For practical reasons and in order to avoid any violation of the securities legislation applicable in countries other than Singapore, the offering documents for the issue of shares and Instruments pursuant to such authority may NOT be despatched to Shareholders with registered addresses outside Singapore as at the applicable books closure date and who have not, by the stipulated period prior to the books closure date, provided to The Central Depository (Pte) Limited or the Share Registrar, as the case may be, with addresses in Singapore for the service of notices and documents.
RESOLUTION 7:
The ordinary resolution proposed in Resolution 7 above, if passed, will empower the directors of the Company to enter into Interested Person Transactions, more information of which is set out in the Addendum. Such authority will, unless revoked or varied by the Company in general meeting, continue in force until the next AGM of the Company and Shareholders’ approval will be sought for its renewal at every AGM of the Company.
RESOLUTION 8:
The ordinary resolution proposed in Resolution 8 above, if passed, will empower the directors of the Company to make purchases (whether by way of market purchases or off-market purchases on an equal access scheme) from time to time of up to 5% of the total number of issued Shares as at the date of the above Meeting at the price up to but not exceeding the Maximum Price (as defined in the Resolution).

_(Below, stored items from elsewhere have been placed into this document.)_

PR #921, opened 2019-04-07
Test showing 920.

jMyles:


jMyles:
Since this is just a test, and it tests stuff that obviously needs to go in here, I'm merging.

jMyles:
Is this issue closed?

I think that, pursuant to our discussions on Discord (starting [here](https://ptb.discordapp.com/channels/411401661714792449/411401661714792451/587144270318927887) but continuing only intermittently), it's fair to say that @tuxxy, @michwill, and @cygnusv are of a mindset that's in the ballpark of "this issue is fixed by `62c7df293a03347b16967fe7de7924199c38f819` and similar patterns."

Put another way, these bytes-hungry colleagues of mine are content to understand that anybody who calls `grant` (currently, if we're taking attendance, that's 1) the CLI, 2) the HTTP endpoints, 3) the IPC / unix tooling, our users who awesomely choose to use the Python API directly) is supposed to make a design decision about how to turn unicode characters into bytes.

In the 3 cases over which we have control, we have chosen UTF-8 (although @tuxxy correctly points out that UTF-16 takes an even broader view of lingual inclusion, albeit at a huge memory cost).

My preference, although I don't feel terribly strongly about it, is that `grant` itself is better understood as the conjoining place where unicode is accepted - in other words, that the proper type hint for `label` in `grant(...)` is `str`.

This is chiefly to avoid a scenario wherein the person sharing data does, eg, the following:

`nucypher alice grant ... ❽◯ ▲ ▶ஔ`

...and then shares that label, in unicode, with a would-be recipient, who is using an application developed for the same ecosystem, but which is similarly agnostic regarding encoding as @tuxxy and @michwill and @cygnusv want to be.

Now, they are left guessing - which encoding are they supposed to use?  UTF-8 is of course the correct answer, but how are they to know that?  Well, they have to check our documentation of course.

And if we're *forcing* them to use UTF-8 (ie, we have decided that our own interfaces are gnostic on this matter) then why don't we simply make this a default?

Put another way, if you reeeaaaalllly want to make a policy with a UTF-8 non-compliant label, then you can do that via the `create_policy` Python API.  Otherwise, we assume that you're in a unicode zone.

But, if that's actually the design we want (people to need to guess about what encoding to use in the Python API to have compatibility with the other interfaces, but also the flexibility to use whatever bytes they want) then I guess I can live with that.  I just want to hear everybody acknowledge that that's the price here.

PR #924, opened 2019-04-09
Updates README: Slight touch to first paragraph. Codecov badge

cygnusv:
* Slight touch to the README, since the very first sentence was a reference to Umbral and proxy re-encryption. Instead of saying *how* we do it (i.e., PRE), we should say *what* we do (i.e., E2E access control, etc).
* Switches coverall badge to codecov

### DIFF
--- a/docs/source/index.rst
+++ b/docs/source/index.rst
@@ -31,8 +31,19 @@ NuCypher
 
 .. _Umbral: https://github.com/nucypher/pyUmbral
 
-The NuCypher network uses the Umbral_ threshold proxy re-encryption scheme
-to provide cryptographic access controls for distributed apps and protocols.
+The NuCypher network facilitates end-to-end encrypted data sharing
+for distributed apps and protocols.
+Access permissions are baked into the underlying encryption,
+and access can only be explicitly granted by the data owner via sharing policies.
+Consequently, the data owner has ultimate control over access to their data.
+At no point is the data decrypted nor can the underlying private keys be
+determined by the NuCypher network.
+
+Under the hood, the NuCypher network uses the Umbral_
+threshold proxy re-encryption scheme to provide cryptographic access control.
+
+How does NuCypher work?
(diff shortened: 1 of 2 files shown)


docs/source/index.rst
```diff
@@ -31,8 +31,19 @@ NuCypher
 
 .. _Umbral: https://github.com/nucypher/pyUmbral
 
-The NuCypher network uses the Umbral_ threshold proxy re-encryption scheme
-to provide cryptographic access controls for distributed apps and protocols.
+The NuCypher network facilitates end-to-end encrypted data sharing
+for distributed apps and protocols.
+Access permissions are baked into the underlying encryption,
```
arjunhassard: This is a feature of our cryptography we probably don't emphasise enough, but I would find the concept a little confusing if this was the second sentence I'd read about NuCypher. 

How about something like: 

To initiate a NuCypher sharing flow, the data owner chooses recipients and adds their public key to a _sharing policy_. This bakes the corresponding permissions into the encryption of the data payload itself. Hence, from the moment the data leaves the owner's device, it can only ever be accessed by the data owner and their chosen recipients. The network enforces these access rights without ever being trusted with the plaintext version of the data.

michwill: Hm.. Idk. The permissions are not baked into data payload itself, they exist separately as re-encryption keys.

I like how the originally proposed change sounds. Maybe can add something like "... via sharing policies, created using data owner's private key and recepient's public key."

arjunhassard: Right, this is what I find confusing about the sentence – 
`Access permissions are baked into the underlying encryption` 
– because 'encryption' without any other context carries a connotation of doing something directly to the plaintext data. 
To be fair, the underlying data is encrypted such that it pertains to a specific sharing policy and set of re-encryption keys and permissions, so arguably permissions are (indirectly) 'baked in' at this step.

Issue #937, opened 2019-04-17
Alice character control to be able to decrypt


michwill:
Currently, Alice character control can only grant permissions, but cannot decrypt Alice's own data. Meanwhile, Pythonic Alice character is able to do it. We need to implement this method for character control also

robin-thomas:
+1 for this, as I had to write a lot of code to get around this in my application.

PR #939, opened 2019-04-19
[WIP] decryption endpoint for alice 

vepkenez:
resolves https://github.com/nucypher/nucypher/issues/937


nucypher/characters/lawful.py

The rationale for the Share Purchase Mandate, the source of funds to be used for the Share Purchase Mandate, the impact of the Share Purchase Mandate on the Company’s financial position, the implications arising as a result of the Share Purchase Mandate under The Singapore Code on Takeovers and Mergers and on the listing of the Company’s Shares on the SGX-ST, as well as the number of Shares purchased by the Company in the previous twelve months are set out in the Addendum.
PERSONAL DATA PRIVACY:
By submitting an instrument appointing a proxy/proxies to attend, speak and vote at the AGM and/or any adjournment thereof, a member of the Company consents to the collection, use and disclosure of the member’s personal data by the Company (or its agents or service providers) for the purpose of the processing, administration and analysis by the Company (or its agents or service providers) of the appointment of proxy/ proxies for the AGM (including any adjournment thereof) and the preparation and compilation of the attendance lists, minutes and other documents relating to the AGM (including any adjournment thereof), and in order for the Company (or its agents or service providers) to comply with any applicable laws, listing rules, take-over rules, regulations and/or guidelines.